Su nombre no solo circula en Londres. También se le contempla como posible alternativa en Liverpool en caso de salida de Arne Slot, aunque los informes apuntan a que en Anfield planean mantener al neerlandés la próxima temporada pese a la sensación de regresión deportiva.
En este contexto, la preferencia del Chelsea por Alonso adquiere todavía más peso. No sería solo fichar a un entrenador; sería apostar por una idea de club.
Un verano agitado en Stamford Bridge
La llegada del técnico español, de concretarse, encendería la mecha de un verano frenético. El club necesitaría ajustar una plantilla costosa pero descompensada a la pizarra de Alonso. Y aquí reside uno de los cambios de guion más significativos: a diferencia de Rosenior, integrado desde la estructura interna del grupo BlueCo, Alonso aterrizaría con la fuerza suficiente para exigir perfiles concretos, no simples oportunidades de mercado.
Ese giro refleja una rectificación desde los despachos. El Chelsea parece dispuesto, por fin, a situar el criterio futbolístico del entrenador por encima de un modelo corporativo rígido que ha dejado al equipo lejos de la cima de la Premier League.
Fabregas se aleja y la carrera se reduce
En los pasillos de Stamford Bridge, otro nombre seguía resonando con fuerza: Cesc Fàbregas. El excentrocampista conserva un enorme tirón entre la afición y su figura encajaba en el relato de un proyecto joven y ambicioso. Sin embargo, todo indica que permanecerá en Italia, al menos una temporada más, al frente de Como.
Esa decisión estrecha el margen de maniobra del Chelsea. El casting queda, de facto, reducido a tres finalistas: Alonso, Silva e Iraola. El técnico de Bournemouth mantiene un perfil sólido y respetado, pero dentro del club la sensación es clara: Alonso se ha convertido en el favorito para inaugurar una nueva era en el Bridge.

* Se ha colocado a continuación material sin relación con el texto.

PR #1529, opened 2025-02-28
Blackwell devel commoverlap mlperftests

vasunvidia:
# Description

This PR extends current test for TP overlap layer to add more configurable parameters.

Fixes # (issue)

## Type of change

- [ x ] New feature (non-breaking change which adds functionality)
- [ ] Infra/Build change
- [ ] Code refactoring

## Changes

- Change A
- Change B

# Checklist:

### DIFF
--- a/tests/pytorch/distributed/run_layer_with_overlap.py
+++ b/tests/pytorch/distributed/run_layer_with_overlap.py
@@ -304,12 +304,12 @@ def _train(opts):
         opts.tp = WORLD_SIZE
 
     # Tensor dim overrides for tensors that do not require TP communication
-    if ops.in_features is not None:
+    if opts.in_features is not None:
         assert opts.layer_type is te.Linear and opts.linear_parallel_mode == "row", (
             "--in-features is only used to configure row-tensor-parallel Linear layers. Use"
             " --num-heads or --head-dim for other cases."
         )
-    if ops.out_features is not None:
+    if opts.out_features is not None:
         assert opts.layer_type is te.LayerNormLinear and opts.linear_parallel_mode == "column", (
             "--out-features is only used to configure column-tensor-parallel LayerNormLinear"
             " layers. Use --num-heads or --head-dim for other cases."
--- a/tests/pytorch/distributed/run_layer_with_overlap.py
+++ b/tests/pytorch/distributed/run_layer_with_overlap.py
@@ -267,11 +267,6 @@ def _train(opts):
         opts.tcp_init = True
         opts.bind_to_device = True
         opts.bootstrap_backend = "mpi"
-    elif "SLURM_PROCID" in os.environ:
-        WORLD_RANK = (int)(os.environ["SLURM_PROCID"])
-        LOCAL_RANK = (int)(os.environ["SLURM_LOCALID"])
-        WORLD_SIZE = (int)(os.environ["SLURM_NTASKS"])
-        LOCAL_SIZE = WORLD_SIZE
     else:
         WORLD_RANK = int(os.getenv("RANK", "0"))
         WORLD_SIZE = int(os.getenv("WORLD_SIZE", "1"))
--- a/tests/pytorch/distributed/run_layer_with_overlap.py
+++ b/tests/pytorch/distributed/run_layer_with_overlap.py
@@ -11,6 +11,7 @@ import subprocess
 import argparse
 import warnings
 import pprint
+import yaml
 
 import torch
 import torch.distributed as dist
@@ -46,7 +47,7 @@ def _get_layer_args(config, tp_group, tp_size, reference=False):
     input_shape = [config.seq_length, config.batch_size, hidden_size]
     args = [hidden_size]
     kwargs = {
-        "params_dtype": torch.float32,
+        "params_dtype": torch.float32 if not config.use_bf16_params else torch.bfloat16,
         "device": "cuda",
         "tp_group": tp_group,
         "tp_size": tp_size,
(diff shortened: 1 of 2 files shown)


ptrendx (approved):

tests/pytorch/distributed/run_layer_with_overlap.py
```diff
@@ -87,6 +94,13 @@ def _get_layer_args(config, tp_group, tp_size, reference=False):
         kwargs["ub_bulk_dgrad"] = not config.overlap_rs_dgrad and not reference
         kwargs["ub_bulk_wgrad"] = not config.overlap_rs_dgrad and not reference
 
+    if config.ub_cfg is not None and isinstance(config.ub_cfg, str):
+        try:
+            import yaml
+        except ImportError:
+            raise RuntimeError("'yaml' package not found!")
```
timmoon10, line 101: This is hacky.
```suggestion
```
Much better to add PyYAML as a test-time dependency: https://github.com/NVIDIA/TransformerEngine/blob/f3a009da7b577655fe3564982d3990b06aca53b1/setup.py#L109

vasunvidia: Addressed comment.

timmoon10 (approved):
LGTM, pending CI and fixing the Git history.

tests/pytorch/distributed/run_layer_with_overlap.py
```diff
@@ -210,6 +267,12 @@ def _train(opts):
         opts.tcp_init = True
         opts.bind_to_device = True
         opts.bootstrap_backend = "mpi"
+    elif "SLURM_PROCID" in os.environ:
+        WORLD_RANK = (int)(os.environ["SLURM_PROCID"])
+        LOCAL_RANK = (int)(os.environ["SLURM_LOCALID"])
+        WORLD_SIZE = (int)(os.environ["SLURM_NTASKS"])
+        assert opts.tp is not None, "SLURM runs should provide --tp argument."
```
timmoon10: If we make `--tp` a required arg, we need to set it in `test_comm_gemm_overlap.py`.

tests/pytorch/distributed/run_layer_with_overlap.py
```diff
@@ -223,9 +286,27 @@ def _train(opts):
...
+        tp_rank_list = list(range(tp_base_rank, tp_base_rank + LOCAL_SIZE))
+        new_group_kwargs = {
+            "backend": "nccl",
+            "ranks": tp_rank_list,
+        }
+    else:
+        opts.tp = WORLD_SIZE
+
+    assert opts.in_features is None or opts.layer_type is te.Linear
+    assert opts.out_features is None or opts.layer_type is te.LayerNormLinear
```
timmoon10, line 307: I don't really like how strange and unintuitive the requirements are for `--in-features`/`--out-features`. I see we do it this way because we initialize UB based on `hidden_size`, but we should at least add comments and error messages to make it less mysterious. If we keep this API, we should also enforce its requirements for the parallel mode.
```suggestion
    # Tensor dim overrides for tensors that do not require TP communication
    if ops.in_features is not None:
        assert opts.layer_type is te.Linear and opts.linear_parallel_mode == "row, "--in-features is only used to configure row-tensor-parallel Linear layers. Use --num-heads or --head-dim for other cases." 
    if ops.out_features is not None:
        assert opts.layer_type is te.LayerNormLinear and opts.linear_parallel_mode == "column, "--in-features is only used to configure column-tensor-parallel LayerNormLinear layers. Use --num-heads or --head-dim for other cases."
```

timmoon10 (changes requested):

tests/pytorch/distributed/run_layer_with_overlap.py
```diff
@@ -303,8 +303,11 @@ def _train(opts):
     else:
         opts.tp = WORLD_SIZE
 
-    assert opts.in_features is None or opts.layer_type is te.Linear
-    assert opts.out_features is None or opts.layer_type is te.LayerNormLinear
+    # Tensor dim overrides for tensors that do not require TP communication
+    if ops.in_features is not None:
+        assert opts.layer_type is te.Linear and opts.linear_parallel_mode == "row, "--in-features is only used to configure row-tensor-parallel Linear layers. Use --num-heads or --head-dim for other cases."
```
vasunvidia: "row, seems to be typo

timmoon10: 🤦

tests/pytorch/distributed/run_layer_with_overlap.py
```diff
@@ -210,6 +267,11 @@ def _train(opts):
         opts.tcp_init = True
         opts.bind_to_device = True
         opts.bootstrap_backend = "mpi"
+    elif "SLURM_PROCID" in os.environ:
+        WORLD_RANK = (int)(os.environ["SLURM_PROCID"])
+        LOCAL_RANK = (int)(os.environ["SLURM_LOCALID"])
+        WORLD_SIZE = (int)(os.environ["SLURM_NTASKS"])
+        LOCAL_SIZE = WORLD_SIZE
```
timmoon10, line 274: This breaks our CI pipelines. On SLURM systems we allocate a single node with `srun -N 1` (so `SLURM_NTASKS=1`) and then start distributed sessions with `torchrun`. When I look at the logs, it seems like we are just running these tests without any parallelism.
```suggestion
```
If we want to keep support for SLURM envvars, we should put them after the `torchrun` envvars.

timmoon10 (approved):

El precedente Maresca y la autocrítica en la cúpula
La salida de Enzo Maresca no fue una simple cuestión de resultados. Su adiós llegó envuelto en informaciones sobre un deterioro profundo en la relación con la cúpula y choques constantes por la política de fichajes. Un patrón que el Chelsea ya no puede permitirse repetir.
Mientras tanto, al italiano se le sitúa en la rampa de salida para suceder a Pep Guardiola si el técnico catalán decide abandonar el Manchester City al final de la temporada. Ese posible movimiento añade otra capa de presión a los dirigentes del Chelsea, obligados a repensar su modelo para atraer a un entrenador de primer nivel sin caer de nuevo en la fricción permanente.
El mensaje interno es evidente: o se le da al próximo técnico margen real para construir, o el ciclo de proyectos fallidos continuará.
Un vestuario caro, inquieto y sin Champions
Sobre el césped, las dudas no son menores. El futuro de figuras como Enzo Fernández o Cole Palmer está bajo escrutinio. Sin clasificación para la próxima Champions League, los jugadores más importantes del plantel verán esfumarse primas significativas, un golpe directo al ánimo y a la estabilidad del vestuario.
El Chelsea, pese al ruido, sigue apuntando alto en el mercado. Elliot Anderson figura entre los objetivos, aunque el centrocampista también interesa a Manchester City y Manchester United. Con el club sumido en la percepción de caos institucional, ese tipo de operaciones se antoja complicada.
Ahí es donde entra Alonso. Su posible llegada no solo significaría un nuevo rostro en el banquillo, sino un argumento de peso para convencer a estrellas propias y ajenas de que Stamford Bridge vuelve a ser un destino para ganar. La cuestión es si la propiedad está realmente preparada para cederle las llaves del proyecto y aguantar las turbulencias que conlleva construir algo duradero en medio de la tormenta.